Most adrenocortical carcinoma (ACC) are sporadic (i.e. they are NOT due to an inherited genetic problem). However, adrenocortical carcinoma can occur in families with two specific genetic syndromes: Li-Fraumeni and Beckwith-Wiedemann Syndrome.

Li-Fraumeni Syndrome is caused by a mutation in a gene that normally prevents tumor growth called TP53. Patients with Li-Fraumeni syndrome have a higher risk of many cancers including breast cancer, soft tissue sarcomas, brain tumors, osteosarcoma, leukemia, and ACC. Many physicians believe than any child with ACC should undergo testing to determine if they have this gene mutation. In adults without a family history of ACC, TP53 may be mutated in up to 25% of tumors. In these non-genetic cases, even if the mutation is present, it cannot be passed on to children. As a result, most patients without a known family history of Li-Fraumeni Syndrome do not need to be tested for TP53 mutations.

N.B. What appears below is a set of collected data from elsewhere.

PR #378, opened 2026-07-28
feat: add local accessible theme engine

### LINKED ISSUE #377: Feature: local accessible Theme Engine
## Goal

Deliver the approved local Appearance Theme Engine described in `docs/draft/theme-engine-converged-plan.md` as one tracking issue and one ready-to-merge PR.

## Scope

- [ ] Atomic foundation: versioned `murmur-appearance` storage, strict sanitizer/cache, Sonic resolver, selector-driven Tailwind dark mode, CSP-safe first-paint bootstrap, main/log-viewer synchronization, and main-owned native app theme
- [ ] Appearance Settings page with System/Light/Dark, Sonic reset, and transparent always-dark overlay/transform-review invariants
- [ ] Dependency-free OKLab/OKLCH accessible accent derivation and UI
- [ ] Semantic token-debt migration with complete contrast contracts
- [ ] Background, foreground, and contrast controls
- [ ] Local file import/export via bounded UTF-8 Rust reads and atomic writes; no clipboard use
- [ ] Reference docs, decisions, changelog, and comprehensive automated tests
- [ ] Browser and full native macOS QA across light/dark/system combinations and themed/native windows

## Locked architecture

- Appearance remains separate from `dictation-settings`.
- Main and log-viewer are themed; overlay and transform-review remain transparent, unsynchronized, always-dark glass.
- Main is the only writer and user-change event emitter; user changes are revisioned.
- System appearance changes apply locally per themed window and emit no Tauri event.
- First paint uses a strictly validated write-time resolved token cache loaded by a parser-blocking same-origin script.
- Application-level native `setTheme` is required and owned by main.
- Accent math is dependency-free OKLab/OKLCH with semantic contrast enforcement.
- Dialogs choose paths; bounded Rust commands do UTF-8 reads and atomic writes. Imported caches are discarded and regenerated.
- No cloud, telemetry expansion, marketplace, or clipboard-based theme exchange.

## Canonical plan

`docs/draft/theme-engine-converged-plan.md` is the approved source of truth and implementation record. The four plan tickets are internal delivery phases of this issue.

## Definition of done

A non-draft, mergeable PR with required checks green, full native macOS QA completed, evidence attached, no known blockers, and no unresolved actionable review feedback. The delivery task explicitly forbids merging, auto-merge, tagging, and release actions.

georgenijo:
## Summary

- adds a local, revisioned appearance document with System, Light, and Dark modes; exact Sonic reset; accessible custom accent/background/foreground/contrast derivation; and restart-safe first paint
- keeps the main and Log Viewer windows synchronized, including live macOS appearance changes and native window theme, while preserving the overlay and transform-review windows as always-dark transparent glass
- adds preview-before-apply theme import and authoritative-only export through main-window-gated, bounded Rust file transport
- migrates themed production UI to semantic tokens and adds AST/contrast debt gates, including the newly merged command palette and history workspace
- documents the architecture, commands, events, settings, privacy boundary, canonical plan, and native QA evidence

Beckwith-Wiedemann Syndrome is caused by a mutation in the gene that controls production of a protein insulin-like growth factor 2 (IGF2). IGF2 overproduction can also be found in sporadic (non-inherited) ACC. Researchers believe that too much IGF2 causes tumor cells to grow abnormally. Several clinical trials are in progress to treat ACC with drugs that block this biochemical pathway. At this time, most patients without a known family history Beckwith-Wiedemann Syndrome do not need to be tested for these mutations.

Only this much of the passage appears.